Stored data:
+ + + + +

PR #3520, opened 2026-09-17
fix(signals): a derivation's untracked read of a held store value is born held (A29 at the store's untracked paths)

ryansolid:
Stacked on #3517 (← #3516 ← #3515). Step 4 of DESIGN-CONSOLIDATION move 3b. Also commits the design doc.

## The bug (S5)

Core `read()` serves a staged value to a deriving reader and **enters its transaction in the same arm** — an untracked read inside a memo is still that memo's read (`context` persists under `untrack`), so a mainline memo over a held signal is born held (A29) and publishes nothing until the action commits.

The store's untracked paths — `nodeValue`, `pendingBackingVisible`, `readSource`'s adoption-hold view — restated the value half and dropped the entry. A mainline memo's or user effect's `untrack(() => s.n)` **published the action's unrevealed write to the screen**.

| shape | memo → render effect, on `next` | signal |
|---|---|---|
| store key, node / no node / `reconcile` adoption | `[1]` at creation | `[]` until commit, then `[1]` |

Same for `createEffect`. Fifteen witness rows, all store shapes now match the signal.

## The fix

The three store sites call `enterStagedRead` on the arm that serves the staged value. `enterStagedRead` accepts a null node for a backing (the fold's / adoption's transaction is passed). The two store tunnels (`latest()` for store keys, `authoritativeServe` for truth authors) keep serving without entering, unchanged.

## Discovery: the matrix gets the reader kind that sees this

`visibility-oracle-posture` gains `memoUntracked` / `effectUntracked` (an untracked read inside a derivation): 621 → 851 cells. The 5-reader subset is byte-identical to `next`; the new rows for the held plain-store state go from `1 | 1 | 1` (published, no entanglement) to exactly the signal's `HELD | 1≠ ENTANGLED | …`. This is the kind that would have caught S4 too.

The new rows also show two more store/signal divergences, **recorded at their current values, not ruled** (S6, S7 in `posture-store-parity`, with both sides pinned):

- **S6** — staged-ambient write, derivation created *inside a foreign action* (which adopts the write, O1): signal publishes committed `0` (A28 / #3510), store publishes pending `1`. Verdict channels already agree (S1); derivation reads don't.
- **S7** — optimistic store override active, the only reader gated away: signal's `x()` still reads the override `5` while the action is live (A17); store's `s.n` reads `0`.

Both need a ruling before either side moves.

## The design doc

`packages/signals/docs/DESIGN-CONSOLIDATION.md` — dropped from `next` by c7ec862's squash accident, restored from `design/consolidation` with a §0 ledger of moves 3a/3b (what merged, what's in this stack, what each step found, bytes). The code comments in #3515 now cite a file that exists.

## Gate

| check | result |
|---|---|
| signals suite | 2995 pass (+14 pins: S5 ×10, S6 ×2, S7 ×2) |
| visibility oracles | identical to `next` |
| posture matrix | 5-reader subset identical; only the new `memoUntracked` rows for the held store state moved, to the signal's values |
| fuzzer seed 3289 × 1000 | 994 / 0 / 6 — same as `next` |
| size | +1 B minified core, +130 B minified store; two brotli caps ratcheted (+54 / +12 B) |


ryansolid:
>
> — *Claude via Cursor*

PR #3521, opened 2026-09-17
fix(signals): an optimistic store override survives its key becoming unobserved (S7; store follows signal)

ryansolid:
Stacked on #3520 (← #3517 ← #3516 ← #3515). Under the ruling **"store rules should follow signal rules"** (2026-09-17), this ships **S7** and defers **S6**.

## S7 — an override survives its key becoming unobserved

The slot hook released a property node the moment its last subscriber left — with the optimistic override on it (overrides live on nodes, over a clone the setter discards). `s.n` read `0` while the action was live; an optimistic signal keeps its override whether or not anything reads it.

A node carrying an override or a staged write now defers its release to the flush that resolves it: `deferSlotRelease` feeds `transientStoreNodes`, a sweep the scheduler has had since the monorepo absorb with exactly these checks (pending / override / affects) and that nothing fed. Released at settle — pinned.

**+55 B minified store, +0 core.** No size caps exceeded.

## S6 — ruled, deferred

A28 at the backing: a mainline `setStore` is invisible to a derivation created inside a foreign action until the carrying flush; the signal already behaves this way. Ruled store-follows-signal. The first cut of this PR did it at the store twin and it cost **+402 B minified** — a node born in the unflushed window has to stage the write, and every arm existed twice (core's and the store's). Declined at that price. It's pinned at the store's current value in `posture-store-parity` S6 with the ruling attached, and becomes the first concrete target of step 6 (the store's value selection sharing core's `serve`), where the arm moves once instead of being written twice. Design-doc ledger updated with both.

## Gate

| check | result |
|---|---|
| signals suite | 2996 pass |
| visibility oracles | identical to `next` |
| posture matrix (851) | only the S7 cells moved (override-active × gatedAway after-gate; override-ambient × latest × foreign postures), all to the signal's values |
| size | +55 B minified store; caps unchanged from #3520 |


ryansolid:
>
> — *Claude via Cursor*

+ + + + +

Only the lines above starting with the one with "fuzzer seed 3289" and going through the one with "2996 pass |" are to be copied, word for word and with both ends kept.

| fuzzer seed 3289 × 1000 | 994 / 0 / 6 — same as `next` |
| size | +1 B minified core, +130 B minified store; two brotli caps ratcheted (+54 / +12 B) |


ryansolid:
>
> — *Claude via Cursor*

PR #3521, opened 2026-09-17
fix(signals): an optimistic store override survives its key becoming unobserved (S7; store follows signal)

ryansolid:
Stacked on #3520 (← #3517 ← #3516 ← #3515). Under the ruling **"store rules should follow signal rules"** (2026-09-17), this ships **S7** and defers **S6**.

## S7 — an override survives its key becoming unobserved

The slot hook released a property node the moment its last subscriber left — with the optimistic override on it (overrides live on nodes, over a clone the setter discards). `s.n` read `0` while the action was live; an optimistic signal keeps its override whether or not anything reads it.

A node carrying an override or a staged write now defers its release to the flush that resolves it: `deferSlotRelease` feeds `transientStoreNodes`, a sweep the scheduler has had since the monorepo absorb with exactly these checks (pending / override / affects) and that nothing fed. Released at settle — pinned.

**+55 B minified store, +0 core.** No size caps exceeded.

## S6 — ruled, deferred

A28 at the backing: a mainline `setStore` is invisible to a derivation created inside a foreign action until the carrying flush; the signal already behaves this way. Ruled store-follows-signal. The first cut of this PR did it at the store twin and it cost **+402 B minified** — a node born in the unflushed window has to stage the write, and every arm existed twice (core's and the store's). Declined at that price. It's pinned at the store's current value in `posture-store-parity` S6 with the ruling attached, and becomes the first concrete target of step 6 (the store's value selection sharing core's `serve`), where the arm moves once instead of being written twice. Design-doc ledger updated with both.

## Gate

| check | result |
|---|---|
| signals suite | 2996 pass |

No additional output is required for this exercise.